* Exercise brief
Give back exactly the lines spanning from the one containing "msufa: Just a" to the final line of the records below, and no others.

* Stored items
PR #699, opened 2015-12-21
Adding feedback that the User clicked "Deploy" to create a Kubernetes release

sbrnunes:
Just a few fixes to the create Kubernetes Release dialog to provide feedback, while locking the form and the buttons, when the User clicks on the Deploy button.

/cc @henders, @msufa, @jonmoter 

screenshot 2016-01-04 17 02 16

### DIFF
--- a/plugins/kubernetes/app/assets/javascripts/kubernetes/controllers/kubernetes_create_release_ctrl.js
+++ b/plugins/kubernetes/app/assets/javascripts/kubernetes/controllers/kubernetes_create_release_ctrl.js
@@ -6,6 +6,7 @@ samson.controller('KubernetesCreateReleaseCtrl',
     $scope.loadingRoles = false;
     $scope.loadingEnvironments = false;
     $scope.loadingDeployGroups = false;
+    $scope.submitting = false;
     $scope.roles = [];
     $scope.environments = [];
     $scope.environment = undefined;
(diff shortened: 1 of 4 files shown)


henders:
Pics? :)

sbrnunes:
Just added the screenshots. :)

henders:
:+1:

plugins/kubernetes/app/assets/javascripts/kubernetes/controllers/kubernetes_create_release_ctrl.js
```diff
@@ -75,10 +76,12 @@ samson.controller('KubernetesCreateReleaseCtrl',
     };
 
     $scope.toggleAll = function() {
-      var newState = !$scope.allToggled();
-      _.each($scope.deploy_groups, function(deploy_group) {
-        deploy_group.selected = newState;
-      });
+      if(!$scope.submitting) {
```
msufa: Just a suggestion: instead of performing the background computations to check for an ongoing deploy and disable toggling active deploy groups, we could just disable the `Clear All` link and get the same result. An additional benefit would be that the user would actually know that this functionality is disabled.

sbrnunes: Unfortunately, disabling a link, i.e., setting the `disabled` attribute, is still not a standard across browsers, thus, not supported is some browser:

http://stackoverflow.com/questions/10276133/how-to-disable-html-links

I did try to disable it by setting the attribute `disabled`, but it didn't work, so, the workaround was to prevent the action from happening in the javascript code.

However, I should have greyed out the text when the form is disabled, but forgot to do it. I'll create a separate PR for taking care of the styling part of it.

Thanks for the heads up.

* Your solution
msufa: Just a suggestion: instead of performing the background computations to check for an ongoing deploy and disable toggling active deploy groups, we could just disable the `Clear All` link and get the same result. An additional benefit would be that the user would actually know that this functionality is disabled.

sbrnunes: Unfortunately, disabling a link, i.e., setting the `disabled` attribute, is still not a standard across browsers, thus, not supported is some browser:

http://stackoverflow.com/questions/10276133/how-to-disable-html-links

I did try to disable it by setting the attribute `disabled`, but it didn't work, so, the workaround was to prevent the action from happening in the javascript code.

However, I should have greyed out the text when the form is disabled, but forgot to do it. I'll create a separate PR for taking care of the styling part of it.

Thanks for the heads up.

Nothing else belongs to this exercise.